Records provided:
• • • •
PR #8994, opened 2026-01-09
feat: wire fork to codex cli

apanasenko-oai:
## Summary
- add `codex fork` subcommand and `/fork` slash command mirroring resume
- extend session picker to support fork/resume actions with dynamic labels in tui/tui2
- wire fork selection flow through tui bootstraps and add fork-related tests

### DIFF
--- a/codex-rs/cli/src/main.rs
+++ b/codex-rs/cli/src/main.rs
@@ -117,6 +117,9 @@ enum Subcommand {
     /// Resume a previous interactive session (picker by default; use --last to continue the most recent).
     Resume(ResumeCommand),
 
+    /// Fork a previous interactive session (picker by default; use --last to fork the most recent).
+    Fork(ForkCommand),
+
     /// [EXPERIMENTAL] Browse tasks from Codex Cloud and apply changes locally.
     #[clap(name = "cloud", alias = "cloud-tasks")]
     Cloud(CloudTasksCli),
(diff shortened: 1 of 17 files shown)


codex-rs/cli/src/main.rs
```diff
@@ -161,6 +162,25 @@ struct ResumeCommand {
...
 
+#[derive(Debug, Parser)]
+struct ForkCommand {
+    /// Conversation/session id (UUID). When provided, forks this session.
+    /// If omitted, use --last to pick the most recent recorded session.
+    #[arg(value_name = "SESSION_ID")]
+    session_id: Option<String>,
+
+    /// Fork the most recent session without showing the picker.
+    #[arg(long = "last", default_value_t = false, conflicts_with = "session_id")]
```
jif-oai, line 173: Do we really want this? How is the last session defined? Last one closed? Last turn started? Last turn finished?
I guess this will create more confusion

codex-rs/cli/src/main.rs
```diff
@@ -161,6 +162,25 @@ struct ResumeCommand {
...
+    last: bool,
+
+    /// Show all sessions (disables cwd filtering and shows CWD column).
+    #[arg(long = "all", default_value_t = false)]
+    all: bool,
+
+    #[clap(flatten)]
+    config_overrides: TuiCli,
```
jif-oai, line 181: This is cool but it seems to add quite some complexity for low value

jif-oai (approved):

codex-rs/cli/src/main.rs
apanasenko-oai: It basically mirrors resume and use same logic.

```
/// Load thread file paths from disk using directory traversal.
///
/// Directory layout: `~/.codex/sessions/YYYY/MM/DD/rollout-YYYY-MM-DDThh-mm-ss-<uuid>.jsonl`
/// Returned newest (latest) first.
```
we will need to clean up it at some point or define better.

codex-rs/cli/src/main.rs
apanasenko-oai: same here, I followed `resume` here.

PR #8996, opened 2026-01-09
Add hierarchical agent prompt

pakrym-oai:


codex-rs/core/src/prompt_instructions.rs
aibrahim-oai: what is the purpose of that

codex-rs/core/src/project_doc.rs
```diff
@@ -36,35 +40,46 @@ pub(crate) async fn get_user_instructions(
     config: &Config,
     skills: Option<&[SkillMetadata]>,
 ) -> Option<String> {
-    let skills_section = skills.and_then(render_skills_section);
+    let project_docs = read_project_docs(config).await;
```
aibrahim-oai, line 43: why so big of a change for appending instructions?

codex-rs/core/src/context_manager/history.rs
```diff
@@ -85,7 +85,10 @@ impl ContextManager {
     // This is a coarse lower bound, not a tokenizer-accurate count.
     pub(crate) fn estimate_token_count(&self, turn_context: &TurnContext) -> Option<i64> {
         let model_info = turn_context.client.get_model_info();
-        let base_instructions = model_info.base_instructions.as_str();
+        let base_instructions = turn_context
```
aibrahim-oai: unrelated but useful?

aibrahim-oai (approved):

codex-rs/core/src/project_doc.rs
pakrym-oai: simplify all various places we concat things, just one function that builds the final output./

codex-rs/core/src/prompt_instructions.rs
pakrym-oai: to be teleted

codex-rs/core/src/context_manager/history.rs
pakrym-oai: will revert

PR #8997, opened 2026-01-09
chore: clarify default shell for unified_exec

sayan-oai:
The description of the `shell` arg for `exec_command` states the default is `/bin/bash`, but AFAICT it's the user's default shell. 

Default logic [here](https://github.com/openai/codex/blob/2a06d64bc996e4d848b95285700b195c2852a42f/codex-rs/core/src/tools/handlers/unified_exec.rs#L123).

EDIT: #9004 has an alternative where we inform the model of the default shell itself.


jif-oai (approved):
Ok IF it has been eval

PR #9000, opened 2026-01-09
fix(codex-api): complete chat SSE on finish_reason

joshka-oai:
## Problem
Windows CI intermittently flakes in `codex-app-server` integration tests that use WireMock to stub Chat Completions streaming (`/v1/chat/completions`). The mock expects multiple model requests, but WireMock often only sees the first request and then panics on drop with verification errors like "expected N requests, got 1".

## Root cause
Our Chat Completions SSE parser treated the transport sentinel (`DONE`/`[DONE]`) as the primary completion signal. On Windows/WireMock the HTTP connection can stay open after the model already indicates completion via `finish_reason` (e.g. `tool_calls`), and the sentinel may not be observed promptly. That means we didn’t emit `ResponseEvent::Completed`, so core kept waiting and never issued the follow-up model request.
• • • •
Your goal: All of the material must be given again exactly.

Response to this exercise:
PR #8994, opened 2026-01-09
feat: wire fork to codex cli

apanasenko-oai:
## Summary
- add `codex fork` subcommand and `/fork` slash command mirroring resume
- extend session picker to support fork/resume actions with dynamic labels in tui/tui2
- wire fork selection flow through tui bootstraps and add fork-related tests

### DIFF
--- a/codex-rs/cli/src/main.rs
+++ b/codex-rs/cli/src/main.rs
@@ -117,6 +117,9 @@ enum Subcommand {
     /// Resume a previous interactive session (picker by default; use --last to continue the most recent).
     Resume(ResumeCommand),
 
+    /// Fork a previous interactive session (picker by default; use --last to fork the most recent).
+    Fork(ForkCommand),
+
     /// [EXPERIMENTAL] Browse tasks from Codex Cloud and apply changes locally.
     #[clap(name = "cloud", alias = "cloud-tasks")]
     Cloud(CloudTasksCli),
(diff shortened: 1 of 17 files shown)


codex-rs/cli/src/main.rs
```diff
@@ -161,6 +162,25 @@ struct ResumeCommand {
...
 
+#[derive(Debug, Parser)]
+struct ForkCommand {
+    /// Conversation/session id (UUID). When provided, forks this session.
+    /// If omitted, use --last to pick the most recent recorded session.
+    #[arg(value_name = "SESSION_ID")]
+    session_id: Option<String>,
+
+    /// Fork the most recent session without showing the picker.
+    #[arg(long = "last", default_value_t = false, conflicts_with = "session_id")]
```
jif-oai, line 173: Do we really want this? How is the last session defined? Last one closed? Last turn started? Last turn finished?
I guess this will create more confusion

codex-rs/cli/src/main.rs
```diff
@@ -161,6 +162,25 @@ struct ResumeCommand {
...
+    last: bool,
+
+    /// Show all sessions (disables cwd filtering and shows CWD column).
+    #[arg(long = "all", default_value_t = false)]
+    all: bool,
+
+    #[clap(flatten)]
+    config_overrides: TuiCli,
```
jif-oai, line 181: This is cool but it seems to add quite some complexity for low value

jif-oai (approved):

codex-rs/cli/src/main.rs
apanasenko-oai: It basically mirrors resume and use same logic.

```
/// Load thread file paths from disk using directory traversal.
///
/// Directory layout: `~/.codex/sessions/YYYY/MM/DD/rollout-YYYY-MM-DDThh-mm-ss-<uuid>.jsonl`
/// Returned newest (latest) first.
```
we will need to clean up it at some point or define better.

codex-rs/cli/src/main.rs
apanasenko-oai: same here, I followed `resume` here.

PR #8996, opened 2026-01-09
Add hierarchical agent prompt

pakrym-oai:


codex-rs/core/src/prompt_instructions.rs
aibrahim-oai: what is the purpose of that

codex-rs/core/src/project_doc.rs
```diff
@@ -36,35 +40,46 @@ pub(crate) async fn get_user_instructions(
     config: &Config,
     skills: Option<&[SkillMetadata]>,
 ) -> Option<String> {
-    let skills_section = skills.and_then(render_skills_section);
+    let project_docs = read_project_docs(config).await;
```
aibrahim-oai, line 43: why so big of a change for appending instructions?

codex-rs/core/src/context_manager/history.rs
```diff
@@ -85,7 +85,10 @@ impl ContextManager {
     // This is a coarse lower bound, not a tokenizer-accurate count.
     pub(crate) fn estimate_token_count(&self, turn_context: &TurnContext) -> Option<i64> {
         let model_info = turn_context.client.get_model_info();
-        let base_instructions = model_info.base_instructions.as_str();
+        let base_instructions = turn_context
```
aibrahim-oai: unrelated but useful?

aibrahim-oai (approved):

codex-rs/core/src/project_doc.rs
pakrym-oai: simplify all various places we concat things, just one function that builds the final output./

codex-rs/core/src/prompt_instructions.rs
pakrym-oai: to be teleted

codex-rs/core/src/context_manager/history.rs
pakrym-oai: will revert

PR #8997, opened 2026-01-09
chore: clarify default shell for unified_exec

sayan-oai:
The description of the `shell` arg for `exec_command` states the default is `/bin/bash`, but AFAICT it's the user's default shell. 

Default logic [here](https://github.com/openai/codex/blob/2a06d64bc996e4d848b95285700b195c2852a42f/codex-rs/core/src/tools/handlers/unified_exec.rs#L123).

EDIT: #9004 has an alternative where we inform the model of the default shell itself.


jif-oai (approved):
Ok IF it has been eval

PR #9000, opened 2026-01-09
fix(codex-api): complete chat SSE on finish_reason

joshka-oai:
## Problem
Windows CI intermittently flakes in `codex-app-server` integration tests that use WireMock to stub Chat Completions streaming (`/v1/chat/completions`). The mock expects multiple model requests, but WireMock often only sees the first request and then panics on drop with verification errors like "expected N requests, got 1".

## Root cause
Our Chat Completions SSE parser treated the transport sentinel (`DONE`/`[DONE]`) as the primary completion signal. On Windows/WireMock the HTTP connection can stay open after the model already indicates completion via `finish_reason` (e.g. `tool_calls`), and the sentinel may not be observed promptly. That means we didn’t emit `ResponseEvent::Completed`, so core kept waiting and never issued the follow-up model request.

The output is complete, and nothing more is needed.